On the other hand, in order to simulate sufficiently rich contextual information for the language model, GPT-3 uses almost all textual data from the internet as training corpus, with the filtered training data reaching 500 billion words, of which the vast Wikipedia data accounts for only 0.6%. It can be said that almost all recorded information (including various task execution methods) has been encoded into the GPT-3 model, so it is not surprising that GPT-3 can perform many tasks with high quality.

In fact, we have yet to answer a key question: How can a language model simultaneously complete multiple tasks such as reading comprehension, automatic Q&A, machine translation, arithmetic operations, and code generation? This brings us to the philosophical idea that GPT-3 has always adhered to: transforming all natural language processing tasks into language model tasks, which means unified modeling for all tasks, treating task descriptions and task inputs as the historical context of the language model, while the output is the future information that the language model needs to predict.

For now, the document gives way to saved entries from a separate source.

PR #42, opened 2020-09-17
MGMT-2221 Replace master/worker ignition files with a separate one per host

carbonin:
This PR removes the ignition customization for configuring `/etc/hostname` from the assisted-installer and instead downloads an ignition file that will have the hostname file already configured.

This will allow us to consolidate user-provided ignition customizations (which will vary by host) with all the changes we make to the ignition files.


src/installer/installer.go
```diff
@@ -97,18 +97,12 @@ func (i *installer) InstallNode() error {
 	}
 
 	i.UpdateHostInstallProgress(models.HostStageInstalling, i.Config.Role)
-	ignitionFileName := i.Config.Role + ".ign"
+	ignitionFileName := i.Config.HostID + ".ign"
```
eranco74, line 100: Consider having the role in as part of the file name.

eranco74 (commented):
Looks good.

src/installer/installer.go
carbonin: I assume we don't have any plans to change the role or a host, right?

carbonin: Not an argument against the suggestion. Just curious as it might make this a bit strange.

eranco74:
@carbonin please rebase

src/installer/installer.go
```diff
@@ -324,7 +318,12 @@ func (i *installer) getInventoryHostsMap(hostsMap map[string]inventory_client.Ho
 			return nil, err
 		}
 		// no need for current host
-		delete(hostsMap, i.Hostname)
```
carbonin, line 327: This was added after my initial change to remove the `Hostname` field.

Generally I feel like this map should be keyed by id, but I don't think that kind of change is in the scope of this PR. Additionally I would rather not have to provide the hostname to the installer just to save a few iterations through this map.

eranco74:
@carbonin DO NOT MERGE: override assisted-service for tests?

carbonin:
Yeah, I needed the assisted service go client from my other PR so I added a replace line to go.mod to point this branch at my fork of assisted service.

PR #45, opened 2020-09-23
MGMT-1176: configure dns (etc/hosts) for controller pod for onprem

pawanpinjarkar:
Assisted service sets a custom DNS name for service base URL for on-prem use. This fix resolves the custom DNS name for the assisted installer controller pod only when running on-prem.

Original PR: https://github.com/openshift/assisted-installer/pull/40

### DIFF
--- a/src/ops/ops.go
+++ b/src/ops/ops.go
@@ -243,7 +243,7 @@ func (o *ops) PrepareController() error {
 }
 
 func (o *ops) renderControllerCm() error {
-	var params = map[string]string{
+	var params = map[string]interface{}{
 		"InventoryUrl":         config.GlobalConfig.URL,
 		"ClusterId":            config.GlobalConfig.ClusterID,
 		"SkipCertVerification": strconv.FormatBool(config.GlobalConfig.SkipCertVerification),
@@ -255,7 +255,7 @@ func (o *ops) renderControllerCm() error {
 }
 
 func (o *ops) renderControllerSecret() error {
-	var params = map[string]string{
+	var params = map[string]interface{}{
 		"PullSecretToken": config.GlobalConfig.PullSecretToken,
 	}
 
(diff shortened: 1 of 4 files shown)


src/ops/ops.go
```diff
@@ -281,9 +281,23 @@ func (o *ops) renderDeploymentFiles(srcTemplate string, params map[string]string
 	o.log.Infof("Filling template file %s", srcTemplate)
 	tmpl := template.Must(template.New("assisted-controller").Parse(string(templateData)))
 	var buf bytes.Buffer
-	if err = tmpl.Execute(&buf, params); err != nil {
-		o.log.Errorf("Failed to render controller template: %e", err)
-		return err
+	var content []byte
+	if config.GlobalConfig.ServiceIPs != "" && strings.Contains(srcTemplate, controllerDeployPodTemplate) {
```
carbonin, line 285: I don't think this logic belongs here. This is a generic rendering function, can you move this to `renderControllerPod` as it will only ever apply to the pod case?

carbonin:
Also it would be great to have tests for the pod template generation now that we have different cases.

src/ops/ops.go
pawanpinjarkar: I had thought of doing that but the difference, in this case, is also for the type of params argument sent to `renderDeploymentFiles()` i.e. for onprem, param needs to be of type ` map[string][]string` while originally its ` map[string]string`Are you thinking of adding a separate method just for onprem similar to `renderDeploymentFiles`? I took this approach as then most of the code can be used as is.

carbonin: Can you change `params` to be `map[string]interface{}` in this function?

carbonin: Then I don't think you need to change this function at all, right?

carbonin: Well, except for the parameter type change :sweat_smile:

src/utils/utils.go
```diff
@@ -94,6 +95,14 @@ func SetFileInIgnition(ignitionData []byte, filePath, fileContents string, mode
 			Mode: &mode,
 		},
 	}
+	if config.GlobalConfig.ServiceIPs != "" && filePath == "/etc/hosts" {
```
carbonin, line 98: I thought we didn't need this as I'm removing this in #42

pawanpinjarkar: Ah, right. That's a leftover. Will remove. Thank you.

pawanpinjarkar:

As shown in the figure below, whether it is sentiment classification, automatic Q&A, arithmetic operations, or machine translation tasks, they can all be formalized as language generation problems.

For example, in the case of arithmetic operations, the task description is “Adding two numbers:”, the task input is “125+243”, and the correct output should be “368”. In this task, the task description and task input can be seen as the historical context information of the language model, and the next predicted word generated by the language model, “368,” is the result of the arithmetic operation.

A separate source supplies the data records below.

PR #46, opened 2020-09-23
MGMT-1891 Configure CA certificate path for assisted controller

sacharya:
Add CA Cert to ignition file to be added to the host
Mount CA Cert host file as volume to the controller job

### DIFF
--- a/deploy/assisted-installer-controller/assisted-installer-controller-pod.yaml.template
+++ b/deploy/assisted-installer-controller/assisted-installer-controller-pod.yaml.template
@@ -48,6 +48,11 @@ spec:
           envFrom:
             - configMapRef:
                 name: assisted-installer-controller-config
+          {{if .CACertPath}}
+          volumeMounts:
+          - name: service-ca-cert-config
+            mountPath: {{.CACertPath}}
+          {{end}}
       restartPolicy: OnFailure
       nodeSelector:
         node-role.kubernetes.io/master: ""
@@ -56,3 +61,11 @@ spec:
       - key: node-role.kubernetes.io/master
         effect: NoSchedule
         operator: Exists
+      {{if .CACertPath}}
+      volumes:
+      - name: service-ca-cert-config
+        hostPath:
+          path: {{.CACertPath}}
+      {{end}}
+
+
--- a/go.sum
+++ b/go.sum
@@ -78,6 +78,7 @@ github.com/Microsoft/go-winio v0.4.15-0.20190919025122-fc70bd9a86b5/go.mod h1:tT
 github.com/Microsoft/hcsshim v0.8.7/go.mod h1:OHd7sQqRFrYd3RmSgbgji+ctCwkbq2wbEYNSzOYtcBQ=
 github.com/NYTimes/gziphandler v0.0.0-20170623195520-56545f4a5d46/go.mod h1:3wb06e3pkSAbeQ52E9H9iFoQsEEwGN64994WTCIhntQ=
 github.com/NYTimes/gziphandler v1.1.1/go.mod h1:n/CVRwUEOgIxrgPvAQhUUr9oeUtvrhMomdKFjzJNB0c=
+github.com/Nvveen/Gotty v0.0.0-20120604004816-cd527374f1e5 h1:TngWCqHvy9oXAN6lEVMRuU21PR1EtLVZJmdB18Gu3Rw=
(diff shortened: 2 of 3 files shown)


deploy/assisted-installer-controller/assisted-installer-controller-pod.yaml.template
```diff
@@ -13,6 +13,8 @@ spec:
         - name: assisted-installer-controller
           image: {{.ControllerImage}}
           imagePullPolicy: Always
+          securityContext:
+            privileged: true
```
mhrivnak, line 17: What necessitates this?

sacharya: I am placing the cert under the standard /etc/pki/ca-trust/source/anchors/ directory on the host. Looks like hostpathing /etc/pki directory needs privileged access. 
Since we are not running `update-ca-certificates` command, it actually doesn't have to be /etc/pki. So may be I can place the cert under /etc/assisted-service. That would remove the need for privileged access.
And this is running as a job in the newly created OpenShift cluster. Is hostPath available in all OpenShift clusters?

sacharya: Changed the cert path on the node to /etc/assisted-service/service-ca-cert.crt and removed the privileged access.

go.sum
```diff
@@ -198,6 +199,7 @@ github.com/coreos/go-systemd v0.0.0-20190321100706-95778dfbb74e h1:Wf6HqHfScWJN9
 github.com/coreos/go-systemd v0.0.0-20190321100706-95778dfbb74e/go.mod h1:F5haX7vjVVG0kc13fIWeqUViNPyEJxv/OmvnBo0Yme4=
 github.com/coreos/go-systemd/v22 v22.0.0 h1:XJIw/+VlJ+87J+doOxznsAWIdmWuViOVhkQamW5YV28=
 github.com/coreos/go-systemd/v22 v22.0.0/go.mod h1:xO0FLkIi5MaZafQlIrOotqXZ90ih+1atmu1JpKERPPk=
+github.com/coreos/ignition v0.35.0 h1:UFodoYq1mOPrbEjtxIsZbThcDyQwAI1owczRDqWmKkQ=
```
empovit, line 202: Why would you need an older ignition version?

carbonin (changes requested):
I don't think you should be editing the ignition here.
The CA cert is shared across all nodes so you can make one edit to the ignition before it is uploaded to s3.
I think the only reason you would need to make a change here would be if your edit was specific to the host, but this is not.

You will still need the pod volume here, but all the ignition editing stuff should move to assisted-service.

deploy/assisted-installer-controller/assisted-installer-controller-pod.yaml.template
```diff
@@ -56,3 +61,11 @@ spec:
       - key: node-role.kubernetes.io/master
         effect: NoSchedule
         operator: Exists
+      {{if .CACertPath}}
+      volumes:
+      - name: service-ca-cert-config
+        hostPath:
+          path: {{.CACertPath}}
```
carbonin, line 68: If this is going to be `/etc/assisted-service/<something>` should the path in the container be different than this one or will that path work somehow?

sacharya: The env variable CA_CERT_PATH is set to /etc/assisted-service/service-ca-cert.crt. And this just hostPaths the volume /etc/assisted-service/service-ca-cert.crt:/etc/assisted-service/service-ca-cert.crt to the container.

carbonin: Yes, I understand that. My question is if `/etc/assisted-service/service-ca-cert.crt` is the correct path to use in the container or should it be placed somewhere else?

sacharya: /etc/pki could be the obvious one. But needs privileged access for the hostpath to be shared, which is really unnecessary. Outside of that, /etc/assisted-service sounds like a reasonable place. Could be any path really.

carbonin: :+1: didn't see this in the env list

carbonin (approved):

PR #48, opened 2020-09-29
MGMT-2286 Continue on WaitAndUpdateNodesStatus error

YuviGold:


src/assisted_installer_controller/assisted_installer_controller.go
```diff
@@ -130,6 +131,7 @@ func (c *controller) ApproveCsrs(done <-chan bool, wg *sync.WaitGroup) {
 	for {
 		select {
 		case <-done:
+			c.log.Infof("Finish approving csrs")
```
romfreiman, line 134: CSRs

PR #50, opened 2020-09-30
Igal/controller logs

tsorya:


src/assisted_installer_controller/assisted_installer_controller.go
```diff
@@ -21,9 +26,11 @@ import (
 
 const (
 	generalWaitTimeoutInt = 30
+	logsSinceInSec        = 30 * 60
```
YuviGold, line 29: Bad name
Use time.Second

src/assisted_installer_controller/assisted_installer_controller.go
```diff
@@ -21,9 +26,11 @@ import (
...
 )
 
 var GeneralWaitTimeout = generalWaitTimeoutInt * time.Second
+var LogsTimeout = 5 * time.Minute
```
YuviGold, line 33: `LogsUploadTimeout`

src/assisted_installer_controller/assisted_installer_controller.go
```diff
@@ -325,3 +333,76 @@ func (c controller) sendCompleteInstallation(isSuccess bool, errorInfo string) {
...
+	if err != nil {
+		return errors.Wrapf(err, "Failed to upload logs")
+	}
+	return nil
+}
+
+// Uploading logs every 5 minutes
+// We will take logs of assisted controller and upload them to assisted-service
+// by creating tar gz of them.
+func (c *controller) UploadControllerLogs(ctx context.Context, wg *sync.WaitGroup) {
```
YuviGold, line 372: Make a generic function getting job-name as a variable
Fix the logs accordingly.
```Failed to get %s..```
```Didn't find %s...```

File: src/assisted_installer_controller/assisted_installer_controller.go [hunk 4]
```diff
@@ -325,3 +333,76 @@ func (c controller) sendCompleteInstallation(isSuccess bool, errorInfo string) {
...
+			return
+		case <-ticker.C:
+			if podName == "" {
+				pods, err := c.kc.GetPods(c.Namespace, map[string]string{"job-name": "assisted-installer-controller"})
+				if err != nil {
+					c.log.WithError(err).Warnf("Failed to get controller pod name")
+					continue
+				}
+				if len(pods) < 1 {
+					c.log.Infof("Didn't find myself, something strange had happened")
```
YuviGold, line 395: Is that possible? Can it be changed when running in a loop? Shouldn't be outside of the loop?

src/utils/utils.go
```diff
@@ -174,3 +177,27 @@ func GetHostIpsFromInventory(inventory *models.Inventory) ([]string, error) {
 	}
 	return ips, nil
 }
+
+func AddStringToTarGz(w io.Writer, data string, fileName string) error {
```
YuviGold, line 181: `WriteCompressedFileToPipe`

src/assisted_installer_controller/assisted_installer_controller.go
```diff
@@ -325,3 +333,76 @@ func (c controller) sendCompleteInstallation(isSuccess bool, errorInfo string) {
...
+	}
+	if podLogs == "" {
+		return errors.Errorf("no logs of %s were found", podName)
+	}
+	pr, pw := io.Pipe()
+	defer pr.Close()
+
+	go func() {
+		defer pw.Close()
+		err = utils.AddStringToTarGz(pw, podLogs, fmt.Sprintf("%s.logs", podName))
```
YuviGold, line 355: I don't understand why do you complicate yourself with go routines/pipe.. This operation is synchronous
1. Creating compressed file -> 2. uploading it

YuviGold (changes requested):

src/assisted_installer_controller/assisted_installer_controller.go
tsorya: why to? it is not duration it is int

src/assisted_installer_controller/assisted_installer_controller.go
tsorya: cause i don't have file.
i am running it as stream. I don't want another object

src/assisted_installer_controller/assisted_installer_controller.go
tsorya: It can't be generic. It is relevant to specific pod. I know that in assisted-installer namespace we have only one.

src/assisted_installer_controller/assisted_installer_controller.go
tsorya: it only means that for some strange reason there is no pod.
just didn't want to fail here on panic while trying to get pod[0]

src/utils/utils.go
tsorya: it is not pipe. it is any writer. i like this name.

tsorya: it describes what it does. writes string to tar gz. can change add to write

src/assisted_installer_controller/assisted_installer_controller.go
tsorya: will be glad for better name

src/assisted_installer_controller/assisted_installer_controller.go
tsorya: to have generic function that does getPods? i have it in client, i still will need to check it's error and to verify i got pods at all.

src/assisted_installer_controller/assisted_installer_controller.go
tsorya: that's why i prefer to right it to buffer and to read it from the same buffer

tsorya: and i don't think it is complicated. It is the way pipe is used. Even standard way

src/assisted_installer_controller/assisted_installer_controller.go
```diff
@@ -325,3 +334,73 @@ func (c controller) sendCompleteInstallation(isSuccess bool, errorInfo string) {
...
+		return errors.Wrapf(err, "Failed to get logs of pod %s", podName)
+	}
+	pr, pw := io.Pipe()
+	defer pr.Close()
+
+	go func() {
+		defer pw.Close()
+		err = utils.WriteToTarGz(pw, podLogs, int64(podLogs.Len()), fmt.Sprintf("%s.logs", podName))
+		if err != nil {
+			c.log.WithError(err).Warnf("Failed to upload")
```
YuviGold, line 355: Failed to write tar gz

YuviGold (approved):
LGTM

PR #51, opened 2020-09-30
Use gotestsum tool for testing and publish junit on Jenkins

YuviGold:


eranco74:
@YuviGold we no longer have PR checks?

YuviGold:
> @YuviGold we no longer have PR checks?

We started PR checks as a pilot only on assisted-service :)

PR #54, opened 2020-10-04
MGMT-2349 Wrong retry request with invalid content length

eranco74:
Use rehttp for assisted-installer client retries


eranco74:
I'll appreciate it suggestions on how to verify the retry 
Currently the only validation we have that verify it works is setting the expect in a goroutine that sleep for 2 seconds (nice one @YuviGold :wink: )

YuviGold:
> I'll appreciate it suggestions on how to verify the retry
> Currently the only validation we have that verify it works is setting the expect in a goroutine that sleep for 2 seconds (nice one @YuviGold  )

We need to find out what the current test scenarios didn't cover.

eranco74:
> > I'll appreciate it suggestions on how to verify the retry
> > Currently the only validation we have that verify it works is setting the expect in a goroutine that sleep for 2 seconds (nice one @YuviGold  )
> 
> We need to find out what the current test scenarios didn't cover.

It didn't cover the actual request & budy the client is sending.
We just validate the assisted-service client mock was called.

YuviGold:
> > > I'll appreciate it suggestions on how to verify the retry
> > > Currently the only validation we have that verify it works is setting the expect in a goroutine that sleep for 2 seconds (nice one @YuviGold  )
> > 
> > 
> > We need to find out what the current test scenarios didn't cover.
> 
> It didn't cover the actual request & budy the client is sending.
> We just validate the assisted-service client mock was called.

So let's add this check to this PR

filanov:
@yuvalgalanti @eranco74 if you don't have subsystem them maybe creating a dummy service will help?
something like https://github.com/openshift/assisted-service/blob/master/pkg/auth/auth_handler_test.go#L151

YuviGold (approved):

YuviGold (approved):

By now, you may still have a question: How does the unsupervised model GPT-3 recognize and execute different tasks? Since the GPT-3 model was trained using data from the entire internet, various task descriptions and examples have almost all appeared in the training data (to put it simply, there is nothing new under the sun). For example, there are numerous teaching samples online: Adding two numbers: 324+256=>580, 82+31=>113, 15+46=>61, … Therefore, the language model GPT-3 is able to learn the meaning of tasks and the way to predict numbers as well as some generalization capabilities in addition. If during testing, additional examples are provided between the task description and task input, such as “Adding two numbers: 12+21=>33, 42+34=>76, 52+26=>78, 24+37=>”, then the GPT-3 model has more historical context information to predict the result of “24+37.” This is the main reason why GPT-3 performs exceptionally well with few-shot examples.

Of course, GPT-3 still has many issues, shortcomings, or areas for improvement, including:

(1) Inconsistency in long text generation, i.e., logical inconsistencies;

(2) No common sense reasoning ability;

(3) Poor semantic reasoning;

(4) Model and results are not interpretable;

(5) Unreliable model predictions;

(6) Data bias leading to prediction bias;

(7) Lack of continuous learning and self-learning capabilities, etc.

Additionally, the compression of the GPT-3 model and optimization for specific tasks will also receive increasing attention.